▸ **Try it**
Please show every line in the entries below that includes the word "extension".

(Material for the task Opens)

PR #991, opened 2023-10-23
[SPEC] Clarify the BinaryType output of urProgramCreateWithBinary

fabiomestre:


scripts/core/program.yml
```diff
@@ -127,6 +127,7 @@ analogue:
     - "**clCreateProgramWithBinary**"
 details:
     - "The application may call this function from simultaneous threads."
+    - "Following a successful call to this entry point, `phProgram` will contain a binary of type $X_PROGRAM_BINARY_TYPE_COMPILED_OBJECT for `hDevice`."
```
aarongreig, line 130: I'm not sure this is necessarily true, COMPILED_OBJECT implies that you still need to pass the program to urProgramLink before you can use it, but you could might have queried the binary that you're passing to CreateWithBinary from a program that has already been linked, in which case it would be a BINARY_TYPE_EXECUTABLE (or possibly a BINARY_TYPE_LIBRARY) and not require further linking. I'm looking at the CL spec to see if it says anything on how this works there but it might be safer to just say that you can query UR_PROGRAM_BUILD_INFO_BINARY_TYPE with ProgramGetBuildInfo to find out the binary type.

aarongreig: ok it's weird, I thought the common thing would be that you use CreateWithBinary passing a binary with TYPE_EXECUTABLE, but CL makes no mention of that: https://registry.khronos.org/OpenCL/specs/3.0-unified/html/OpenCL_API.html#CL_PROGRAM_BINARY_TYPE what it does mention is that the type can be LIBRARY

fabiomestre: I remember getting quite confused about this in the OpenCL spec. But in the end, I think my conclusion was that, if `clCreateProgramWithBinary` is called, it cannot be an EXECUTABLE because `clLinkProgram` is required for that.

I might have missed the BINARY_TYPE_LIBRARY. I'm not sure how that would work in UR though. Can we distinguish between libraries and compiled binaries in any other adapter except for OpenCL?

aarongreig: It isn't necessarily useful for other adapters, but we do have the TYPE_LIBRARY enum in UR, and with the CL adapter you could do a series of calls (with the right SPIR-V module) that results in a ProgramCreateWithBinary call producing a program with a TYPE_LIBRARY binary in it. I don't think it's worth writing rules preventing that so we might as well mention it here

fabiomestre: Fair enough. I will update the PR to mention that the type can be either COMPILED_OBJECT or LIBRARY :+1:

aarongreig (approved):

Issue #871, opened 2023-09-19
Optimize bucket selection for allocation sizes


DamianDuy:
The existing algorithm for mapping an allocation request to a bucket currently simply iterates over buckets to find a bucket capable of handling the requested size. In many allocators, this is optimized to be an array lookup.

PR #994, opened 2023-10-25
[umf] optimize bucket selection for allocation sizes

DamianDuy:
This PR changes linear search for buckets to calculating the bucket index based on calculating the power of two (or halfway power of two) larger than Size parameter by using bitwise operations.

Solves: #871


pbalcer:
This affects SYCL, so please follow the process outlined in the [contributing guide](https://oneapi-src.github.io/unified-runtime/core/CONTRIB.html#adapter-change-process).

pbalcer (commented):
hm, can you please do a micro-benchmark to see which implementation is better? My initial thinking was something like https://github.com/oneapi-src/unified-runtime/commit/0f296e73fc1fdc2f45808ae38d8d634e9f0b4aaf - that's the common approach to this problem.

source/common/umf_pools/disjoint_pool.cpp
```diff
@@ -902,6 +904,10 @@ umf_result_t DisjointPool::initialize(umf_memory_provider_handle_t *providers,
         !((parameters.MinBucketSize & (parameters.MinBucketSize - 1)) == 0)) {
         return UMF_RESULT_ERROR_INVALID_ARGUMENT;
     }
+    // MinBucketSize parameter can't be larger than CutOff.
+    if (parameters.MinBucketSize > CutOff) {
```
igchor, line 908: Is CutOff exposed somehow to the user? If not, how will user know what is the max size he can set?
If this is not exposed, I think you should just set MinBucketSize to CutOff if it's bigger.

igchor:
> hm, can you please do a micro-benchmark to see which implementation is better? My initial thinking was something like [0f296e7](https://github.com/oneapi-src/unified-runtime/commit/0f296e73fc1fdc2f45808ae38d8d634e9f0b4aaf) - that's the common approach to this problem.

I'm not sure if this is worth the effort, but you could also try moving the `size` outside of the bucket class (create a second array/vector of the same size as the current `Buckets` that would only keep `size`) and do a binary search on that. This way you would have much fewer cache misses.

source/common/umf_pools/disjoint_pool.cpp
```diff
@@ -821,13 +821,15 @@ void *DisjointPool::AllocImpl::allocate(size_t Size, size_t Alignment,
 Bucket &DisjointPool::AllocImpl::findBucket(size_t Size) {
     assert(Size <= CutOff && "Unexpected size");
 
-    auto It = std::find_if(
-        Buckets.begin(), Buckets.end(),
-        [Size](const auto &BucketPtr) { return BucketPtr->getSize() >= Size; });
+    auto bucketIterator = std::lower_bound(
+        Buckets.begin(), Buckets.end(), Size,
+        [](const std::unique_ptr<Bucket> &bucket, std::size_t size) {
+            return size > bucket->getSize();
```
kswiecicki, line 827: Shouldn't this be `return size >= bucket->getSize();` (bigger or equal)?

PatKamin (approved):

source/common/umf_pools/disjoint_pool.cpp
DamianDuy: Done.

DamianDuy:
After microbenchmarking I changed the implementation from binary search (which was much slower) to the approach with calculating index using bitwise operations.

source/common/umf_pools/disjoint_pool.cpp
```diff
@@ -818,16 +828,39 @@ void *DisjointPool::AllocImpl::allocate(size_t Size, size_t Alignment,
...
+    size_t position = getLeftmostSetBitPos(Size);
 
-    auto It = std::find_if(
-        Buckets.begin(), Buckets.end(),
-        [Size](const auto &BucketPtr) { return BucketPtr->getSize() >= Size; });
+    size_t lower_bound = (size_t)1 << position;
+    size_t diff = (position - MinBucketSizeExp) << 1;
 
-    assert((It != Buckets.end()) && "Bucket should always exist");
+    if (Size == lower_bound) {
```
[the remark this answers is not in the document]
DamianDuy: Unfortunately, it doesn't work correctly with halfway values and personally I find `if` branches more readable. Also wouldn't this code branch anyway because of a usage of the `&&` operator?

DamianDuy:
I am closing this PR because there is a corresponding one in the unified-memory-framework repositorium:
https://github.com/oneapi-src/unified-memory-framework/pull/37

(Material for the task Closes)
(Material for the task Opens)

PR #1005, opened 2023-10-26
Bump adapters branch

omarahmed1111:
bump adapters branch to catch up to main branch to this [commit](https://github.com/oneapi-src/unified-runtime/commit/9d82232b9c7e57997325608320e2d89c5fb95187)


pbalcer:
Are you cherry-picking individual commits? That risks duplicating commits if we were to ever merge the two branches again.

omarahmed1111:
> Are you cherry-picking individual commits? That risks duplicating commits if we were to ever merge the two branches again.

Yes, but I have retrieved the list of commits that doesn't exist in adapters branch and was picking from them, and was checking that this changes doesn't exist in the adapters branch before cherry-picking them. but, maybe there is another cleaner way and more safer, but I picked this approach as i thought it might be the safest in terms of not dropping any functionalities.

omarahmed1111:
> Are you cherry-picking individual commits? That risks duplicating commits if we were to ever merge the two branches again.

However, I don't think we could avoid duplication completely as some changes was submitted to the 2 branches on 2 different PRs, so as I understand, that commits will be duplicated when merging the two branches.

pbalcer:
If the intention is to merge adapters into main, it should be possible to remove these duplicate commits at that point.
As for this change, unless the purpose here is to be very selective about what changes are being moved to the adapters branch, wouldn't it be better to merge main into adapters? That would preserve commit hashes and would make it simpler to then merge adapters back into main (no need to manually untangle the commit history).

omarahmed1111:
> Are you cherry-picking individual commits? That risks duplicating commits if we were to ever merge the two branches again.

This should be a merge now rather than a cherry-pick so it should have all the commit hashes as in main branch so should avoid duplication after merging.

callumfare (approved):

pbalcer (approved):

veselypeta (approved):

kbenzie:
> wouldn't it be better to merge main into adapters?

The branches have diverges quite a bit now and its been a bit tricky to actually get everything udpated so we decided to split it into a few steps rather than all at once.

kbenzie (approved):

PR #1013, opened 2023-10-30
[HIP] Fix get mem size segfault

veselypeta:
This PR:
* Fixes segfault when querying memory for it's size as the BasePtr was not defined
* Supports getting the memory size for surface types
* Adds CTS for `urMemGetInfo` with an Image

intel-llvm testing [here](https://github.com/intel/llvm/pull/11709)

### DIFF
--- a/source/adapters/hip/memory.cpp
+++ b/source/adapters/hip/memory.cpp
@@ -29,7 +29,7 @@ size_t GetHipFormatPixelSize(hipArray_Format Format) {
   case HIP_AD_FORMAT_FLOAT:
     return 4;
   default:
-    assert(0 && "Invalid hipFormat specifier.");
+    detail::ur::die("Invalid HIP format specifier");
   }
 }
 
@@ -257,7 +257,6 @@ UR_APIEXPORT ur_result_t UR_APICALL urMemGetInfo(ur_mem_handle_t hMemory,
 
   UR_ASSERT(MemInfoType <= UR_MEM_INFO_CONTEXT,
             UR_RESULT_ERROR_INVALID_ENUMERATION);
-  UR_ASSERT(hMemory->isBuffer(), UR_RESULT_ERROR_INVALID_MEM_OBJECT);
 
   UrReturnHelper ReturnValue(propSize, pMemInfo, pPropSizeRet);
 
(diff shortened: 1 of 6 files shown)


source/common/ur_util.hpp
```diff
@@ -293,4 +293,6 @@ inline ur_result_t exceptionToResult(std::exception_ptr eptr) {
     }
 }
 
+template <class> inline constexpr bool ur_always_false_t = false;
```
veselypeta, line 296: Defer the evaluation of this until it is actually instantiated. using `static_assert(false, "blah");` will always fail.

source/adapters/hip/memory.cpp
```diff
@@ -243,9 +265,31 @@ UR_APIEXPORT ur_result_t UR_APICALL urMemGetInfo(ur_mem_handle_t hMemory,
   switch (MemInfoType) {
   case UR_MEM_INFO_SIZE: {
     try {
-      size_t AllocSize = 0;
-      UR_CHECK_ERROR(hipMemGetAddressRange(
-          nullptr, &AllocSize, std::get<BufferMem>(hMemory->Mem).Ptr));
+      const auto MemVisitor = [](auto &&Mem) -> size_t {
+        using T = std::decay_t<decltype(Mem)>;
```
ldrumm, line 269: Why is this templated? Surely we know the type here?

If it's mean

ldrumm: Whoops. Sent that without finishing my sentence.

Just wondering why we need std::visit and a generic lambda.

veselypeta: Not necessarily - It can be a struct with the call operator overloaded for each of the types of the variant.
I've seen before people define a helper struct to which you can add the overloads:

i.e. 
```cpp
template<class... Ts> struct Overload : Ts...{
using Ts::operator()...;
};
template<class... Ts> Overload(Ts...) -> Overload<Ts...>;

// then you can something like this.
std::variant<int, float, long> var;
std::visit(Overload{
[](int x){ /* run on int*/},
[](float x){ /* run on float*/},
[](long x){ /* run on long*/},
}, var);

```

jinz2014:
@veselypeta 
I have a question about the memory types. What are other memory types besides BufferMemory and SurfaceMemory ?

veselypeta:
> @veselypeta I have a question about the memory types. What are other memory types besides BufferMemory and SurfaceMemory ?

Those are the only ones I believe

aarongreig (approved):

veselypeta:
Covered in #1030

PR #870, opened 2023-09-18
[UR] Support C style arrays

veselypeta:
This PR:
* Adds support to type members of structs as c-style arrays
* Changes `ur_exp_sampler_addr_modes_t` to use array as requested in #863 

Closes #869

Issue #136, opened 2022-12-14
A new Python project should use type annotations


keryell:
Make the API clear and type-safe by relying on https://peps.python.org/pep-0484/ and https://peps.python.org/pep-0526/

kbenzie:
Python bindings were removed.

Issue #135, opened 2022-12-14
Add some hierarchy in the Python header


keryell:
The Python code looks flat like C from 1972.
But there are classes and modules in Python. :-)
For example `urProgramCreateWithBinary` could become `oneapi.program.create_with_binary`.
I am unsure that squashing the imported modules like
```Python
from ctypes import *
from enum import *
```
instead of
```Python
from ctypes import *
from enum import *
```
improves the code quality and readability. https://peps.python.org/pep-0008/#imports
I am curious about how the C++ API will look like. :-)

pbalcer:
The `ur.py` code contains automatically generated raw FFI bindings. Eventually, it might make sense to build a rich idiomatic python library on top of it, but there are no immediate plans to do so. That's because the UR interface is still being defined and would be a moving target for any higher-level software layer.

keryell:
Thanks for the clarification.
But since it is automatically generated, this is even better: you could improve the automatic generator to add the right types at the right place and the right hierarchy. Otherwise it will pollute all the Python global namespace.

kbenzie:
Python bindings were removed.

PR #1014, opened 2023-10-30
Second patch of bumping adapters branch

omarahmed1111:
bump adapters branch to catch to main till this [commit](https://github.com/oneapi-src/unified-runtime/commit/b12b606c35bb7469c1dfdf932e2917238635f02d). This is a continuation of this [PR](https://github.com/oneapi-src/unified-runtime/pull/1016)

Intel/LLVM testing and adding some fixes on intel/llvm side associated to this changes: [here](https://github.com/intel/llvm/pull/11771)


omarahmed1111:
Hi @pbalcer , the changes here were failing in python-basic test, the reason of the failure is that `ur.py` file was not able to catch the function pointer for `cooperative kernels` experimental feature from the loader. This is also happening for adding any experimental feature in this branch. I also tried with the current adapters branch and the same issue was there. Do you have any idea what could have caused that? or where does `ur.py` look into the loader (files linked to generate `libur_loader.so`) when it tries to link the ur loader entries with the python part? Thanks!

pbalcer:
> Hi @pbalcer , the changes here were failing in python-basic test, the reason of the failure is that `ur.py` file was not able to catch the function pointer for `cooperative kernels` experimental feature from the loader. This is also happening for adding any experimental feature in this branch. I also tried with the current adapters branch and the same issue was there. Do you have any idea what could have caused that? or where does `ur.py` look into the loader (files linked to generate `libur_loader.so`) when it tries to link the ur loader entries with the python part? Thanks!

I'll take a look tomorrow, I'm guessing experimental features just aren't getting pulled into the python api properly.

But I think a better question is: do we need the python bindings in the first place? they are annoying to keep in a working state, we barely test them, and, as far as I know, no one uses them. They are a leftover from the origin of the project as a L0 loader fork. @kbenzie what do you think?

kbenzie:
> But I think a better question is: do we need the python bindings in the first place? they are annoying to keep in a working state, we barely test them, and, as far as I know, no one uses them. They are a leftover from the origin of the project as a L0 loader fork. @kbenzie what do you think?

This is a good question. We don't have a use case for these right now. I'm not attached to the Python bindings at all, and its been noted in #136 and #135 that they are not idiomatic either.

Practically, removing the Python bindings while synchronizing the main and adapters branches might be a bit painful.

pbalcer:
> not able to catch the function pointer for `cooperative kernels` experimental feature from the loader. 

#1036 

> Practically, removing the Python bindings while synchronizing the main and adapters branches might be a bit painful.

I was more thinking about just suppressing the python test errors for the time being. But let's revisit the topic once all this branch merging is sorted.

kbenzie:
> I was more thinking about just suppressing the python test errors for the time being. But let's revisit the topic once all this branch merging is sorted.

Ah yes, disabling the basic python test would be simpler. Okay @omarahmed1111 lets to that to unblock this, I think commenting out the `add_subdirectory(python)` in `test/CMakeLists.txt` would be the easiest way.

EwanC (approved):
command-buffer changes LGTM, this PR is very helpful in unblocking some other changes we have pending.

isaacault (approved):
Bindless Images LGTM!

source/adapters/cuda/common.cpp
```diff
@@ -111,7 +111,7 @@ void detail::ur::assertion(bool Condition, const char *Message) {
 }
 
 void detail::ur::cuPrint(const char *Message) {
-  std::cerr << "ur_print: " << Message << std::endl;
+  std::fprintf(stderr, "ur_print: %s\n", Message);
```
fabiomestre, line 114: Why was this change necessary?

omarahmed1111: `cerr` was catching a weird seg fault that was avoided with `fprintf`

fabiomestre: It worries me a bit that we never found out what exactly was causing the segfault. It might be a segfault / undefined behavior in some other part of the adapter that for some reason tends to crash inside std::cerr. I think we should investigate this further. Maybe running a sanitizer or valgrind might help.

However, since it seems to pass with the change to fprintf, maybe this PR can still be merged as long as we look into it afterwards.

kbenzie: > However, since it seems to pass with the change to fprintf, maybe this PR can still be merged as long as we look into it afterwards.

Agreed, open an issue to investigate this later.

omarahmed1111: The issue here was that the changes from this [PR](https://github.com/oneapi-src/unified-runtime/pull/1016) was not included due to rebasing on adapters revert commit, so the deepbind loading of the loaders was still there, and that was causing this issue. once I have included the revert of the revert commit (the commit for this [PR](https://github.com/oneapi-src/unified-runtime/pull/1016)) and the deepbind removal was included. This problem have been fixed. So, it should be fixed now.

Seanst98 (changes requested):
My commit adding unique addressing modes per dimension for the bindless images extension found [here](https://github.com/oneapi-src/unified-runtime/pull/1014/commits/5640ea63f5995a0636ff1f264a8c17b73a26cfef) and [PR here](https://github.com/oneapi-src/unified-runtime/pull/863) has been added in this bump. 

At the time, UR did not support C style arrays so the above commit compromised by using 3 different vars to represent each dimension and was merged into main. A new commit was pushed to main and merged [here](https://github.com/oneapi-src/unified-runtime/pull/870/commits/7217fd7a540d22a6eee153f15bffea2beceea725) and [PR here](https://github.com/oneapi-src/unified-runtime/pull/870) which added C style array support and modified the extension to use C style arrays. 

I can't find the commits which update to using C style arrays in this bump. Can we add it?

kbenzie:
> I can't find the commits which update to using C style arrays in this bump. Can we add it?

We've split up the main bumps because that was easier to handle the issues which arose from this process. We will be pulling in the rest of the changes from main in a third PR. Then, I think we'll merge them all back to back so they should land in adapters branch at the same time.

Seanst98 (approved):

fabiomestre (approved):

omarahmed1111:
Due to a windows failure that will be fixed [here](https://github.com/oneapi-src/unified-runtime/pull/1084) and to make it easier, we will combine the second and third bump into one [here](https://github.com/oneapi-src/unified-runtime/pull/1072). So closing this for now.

(Material for the task Closes)
(Material for the task Opens)

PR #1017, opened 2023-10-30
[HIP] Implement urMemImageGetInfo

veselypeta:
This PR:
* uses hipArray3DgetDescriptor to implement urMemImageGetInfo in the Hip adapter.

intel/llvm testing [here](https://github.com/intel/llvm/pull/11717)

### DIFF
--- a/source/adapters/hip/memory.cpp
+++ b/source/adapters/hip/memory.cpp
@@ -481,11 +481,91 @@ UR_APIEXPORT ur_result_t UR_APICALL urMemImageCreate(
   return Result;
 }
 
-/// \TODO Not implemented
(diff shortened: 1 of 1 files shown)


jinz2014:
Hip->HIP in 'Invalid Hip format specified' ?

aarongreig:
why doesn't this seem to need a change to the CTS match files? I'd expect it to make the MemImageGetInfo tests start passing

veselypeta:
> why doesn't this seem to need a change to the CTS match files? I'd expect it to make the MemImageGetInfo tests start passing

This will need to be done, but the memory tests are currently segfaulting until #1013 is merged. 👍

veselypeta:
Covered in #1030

(Material for the task Closes)

▸ **Solution**
My commit adding unique addressing modes per dimension for the bindless images extension found [here](https://github.com/oneapi-src/unified-runtime/pull/1014/commits/5640ea63f5995a0636ff1f264a8c17b73a26cfef) and [PR here](https://github.com/oneapi-src/unified-runtime/pull/863) has been added in this bump. 
At the time, UR did not support C style arrays so the above commit compromised by using 3 different vars to represent each dimension and was merged into main. A new commit was pushed to main and merged [here](https://github.com/oneapi-src/unified-runtime/pull/870/commits/7217fd7a540d22a6eee153f15bffea2beceea725) and [PR here](https://github.com/oneapi-src/unified-runtime/pull/870) which added C style array support and modified the extension to use C style arrays. 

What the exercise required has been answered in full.